Make your own museum

It's important for our young people to know their local community stories so these stories can continue to be told to future generations. This activity encourages children, young people, and their family to explore their own local history and heritage.

Teaching concepts

  • Topics: Identity, culture, place and environment.
  • Concepts: Whakapapa, whanaungatanga, tūrangawaewae.

Local stories, local history, a sense of community

Every community has its own stories to tell. Local history is particularly important because it can create a sense of community. It can also create a sense of respect for those who have gone before, and an understanding of how the community has developed over time.

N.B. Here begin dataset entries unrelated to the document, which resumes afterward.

PR #8, opened 2023-02-02
Feature/2nd kind

mzbush:
Adds class for Chebyshev polynomials of the second kind

### DIFF
--- a/smolyay/basis.py
+++ b/smolyay/basis.py
@@ -210,7 +210,10 @@ class ChebyshevSecondKind(BasisFunction):
     def __init__(self,n):
         super().__init__()
         self._n = n
-        self._points = (numpy.polynomial.chebyshev.chebpts2(n+2)[1:-1] if n>1 else [0])
+        if n > 1:
+            self._points = [numpy.cos(k*numpy.pi/(n+1)) for k in range(1, n+1)]
+        else:
+            self._points = [0.]
 
     @property
     def points(self):
--- a/smolyay/basis.py
+++ b/smolyay/basis.py
@@ -192,7 +192,7 @@ class ChebyshevSecondKind(BasisFunction):
         U_1(x) = 2x
         U_{n+1}(x) = 2x U_n(x) - U_{n-1}(x)
 
-    The :attr:`points` for this polynomial are the extrema on the domain
+    The :attr:`points` for this polynomial are the zeros on the domain
     :math:`[-1,1]`:
 
     .. math::
--- a/smolyay/basis.py
+++ b/smolyay/basis.py
@@ -197,7 +197,7 @@ class ChebyshevSecondKind(BasisFunction):
 
     .. math::
 
-        x_i^* = -\cos(\pi i/n), i = 0,...,n
+        x_i^* = -\cos(\pi i/(n+1)), i = 1,...,n
 
     For the special case :math:`n = 0`, there is only one point :math:`x_0^* = 0`.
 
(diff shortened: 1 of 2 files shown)


mphoward (changes requested):
Thanks Michaela! I had one question about the definition of the points for this basis function.

It would be good if you could also move this code up so that it comes after `ChebyshevFirstKind`. You should try to keep similar classes together within a module.

smolyay/basis.py
```diff
@@ -180,6 +180,145 @@ def make_nested_set(cls, exactness):
...
+    The Chebyshev polynomial :math:`U_n` of degree *n* is defined by the
+    recursive relationship:
+
+    .. math::
+
+        U_0(x) = 1
+        U_1(x) = 2x
+        U_{n+1}(x) = 2x U_n(x) - U_{n-1}(x)
+
+    The :attr:`points` for this polynomial are the extrema on the domain
```
mphoward, line 195:
```suggestion
    The :attr:`points` for this polynomial are the zeros on the domain
```

smolyay/basis.py
```diff
@@ -180,6 +180,145 @@ def make_nested_set(cls, exactness):
...
+    :math:`[-1,1]`:
+
+    .. math::
+
+        x_i^* = -\cos(\pi i/n), i = 0,...,n
```
mphoward, line 200:
```suggestion
        x_i^* = -\cos(\pi i/(n+1)), i = 1,...,n
```

smolyay/basis.py
```diff
@@ -180,6 +180,145 @@ def make_nested_set(cls, exactness):
...
+                start_level = 0
+                end_level = 1
+            level_range = range(start_level, end_level+1)
+
+            basis_functions.extend(ChebyshevSecondKind(n) for n in level_range)
+            levels.append(list(level_range))
+            for p in basis_functions[end_level].points:
+                if not numpy.isclose(points, p).any():
+                    points.append(p)
+        points = [0] + points
```
mphoward, line 319: Why do you prepend `[0]` here? Shouldn't it be generated already? This seems hacky.

mphoward (changes requested):

smolyay/basis.py
mzbush: The issue is that the 0th level of the nested group contains 2 functions, the 0th degree and the 1st degree, while for the first kind the 0th level only has the 0th degree. Since it's set up to add points for the last degree in each level, it gets the 0 from 1 but not from 0.
I could replace the [0] on line 319 with ChebyshevSecondKind(0).points or with basis_functions[0].points
I could also do this:

`if i > 0:`
`    start_level = 2**i`
`    end_level = 2**(i+1)-1`
`else:`
`      start_level = 0`
`      end_level = 1`
`      points = ChebyshevSecondKind(0).points`

mphoward: OK, I think I see! Wouldn’t a better option be to handle the i=0 special case outside the loop, then start the loop counter from 1?

mzbush: So initialize with something like this?

`levels = [[0,1]]`
`basis_functions =  [ChebyshevSecondKind(n) for n in levels[0]]`
`points = basis_functions[0].points + basis_functions[1].points`

mphoward: Yes, although you could also just hard code the two basis functions (rather than do list comprehension) to be explicit. You should also add a comment explaining why you are doing this.

mzbush: Done

mphoward (approved):
Looks good to me, thanks Michaela!

cakieslich (approved):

The purpose of this activity is to help parents and whānau think about ways to bring local histories closer to children and young people, by learning about artefacts in the settings they may have originally been used. Within every community, there will be artefacts and buildings that tell stories of how things used to be.

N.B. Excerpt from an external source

PR #9, opened 2023-02-07
Feature/derivative

mzf0069:
When a function's derivative is provided, the class `GradientSurrogate`"gives a structure for constructing surrogates.
In order to accomplish this, the method `derivative` is added to the class `ChebyshevFirsKind` and the basis matrix is now constructed in a private method in the class `Surrogate`.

The activity also creates an opportunity to share stories that aren’t necessarily written down anywhere.

Colour photograph of a child holding a photo album open showing pages of black and white family photographs.

Image credit: Photo by Laura Fuhrman. Unsplash. License to use.

Bring the past to life

Exhibits, presentations, and talks about history can help bring the past to life. They can help people develop a deeper understanding of the circumstances and concepts surrounding particular events. They can also help them to imagine what it was like to live in a certain time period and develop empathy for others.

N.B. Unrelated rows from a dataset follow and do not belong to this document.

PR #12, opened 2023-05-30
Implement faster chebyshev evaluation

mzbush:
Using Python libraries is generally faster

### DIFF
--- a/smolyay/basis.py
+++ b/smolyay/basis.py
@@ -2,6 +2,7 @@ import abc
 import math
 
 import numpy
+import scipy.special
 
 class BasisFunction(abc.ABC):
     """Basis function for interpolating data.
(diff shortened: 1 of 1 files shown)


mphoward:
Thanks! Could you please report timings for evaluating the `ChebyshevFirstKind` before and after this PR?

You can use the built-in `timeit` module to do this:
https://docs.python.org/3/library/timeit.html

mzbush:
When running 1000 random calls for n = 0 to 99 each, it took about 4.17 seconds before. With this fix, it takes about 0.33 seconds.

mphoward:
Thanks, that is great! To make it easier for me to understand, can you run just `n=2, 4, 8, 16, 32` for one point (say `x=0.5`), and report the `timeit` for 1000 or maybe even 10000 calls as a table here in the PR with three columns: `n`, old method, new method.

How to make tables of GitHub Markdown:

https://docs.github.com/en/get-started/writing-on-github/working-with-advanced-formatting/organizing-information-with-tables

mzbush:
Times in seconds after running 100,000 times with x = 0.5
 | n| Before  | After
|----|----------|----------|
| 2|0.143598 |0.119076|
| 4|0.201770 |0.120749|
| 8|0.333639 |0.121037|
|16|0.656484 |0.123332|
|32|1.482065 |0.131643|

mphoward:
Great! This is what I thought could happen. The cost of evaluating the polynomials increases greatly with n for the old method, but is nearly constant for the new method. This will be a huge improvement for higher accuracy surrogates that contain higher order polynomials. Good find and good work!

mphoward (approved):
This is a drop-in replacement. If you have verified all existing tests pass, this is ready to merge.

To make history more exciting, you could consider holding a special event — exploring the past in unique ways can help different perspectives and stories come to life. This could be about an old factory, homestead, shearing shed, marae, library, church — or any other building that has local significance. Or organise a walk to different places of historical significance — walking in the footsteps of ancestors provides a more personal experience of a place's history.

Suggested activity

  • Discuss what 'local history' is, and what you could explore more — this might include people, places, events, or taonga/heirlooms.
  • Investigate where you might find out more information about the history of your local community. For example, visit a local museum or marae, organise a talk by a historian, or talk to older generations within the community. You could also check if there are organisations in your local community that hold special events for children, including night-time experiences.
  • Create your own 'local history' event. This could be for your own family or whānau, in your own home or marae. Or you could also talk to people in your community about whether you could help to set up an event within the community. This could be at a museum or observatory, or at a historical building, such as an old homestead, factory, or barn.
  • Record the stories that are shared during the event. Children could create artwork based on what they have seen or heard. Young people might like to write up their response to what they have found out about.
  • Share your stories with others. Share with your classmates, invite your friends and whānau to come along to your event, or hold a separate show-and-tell evening.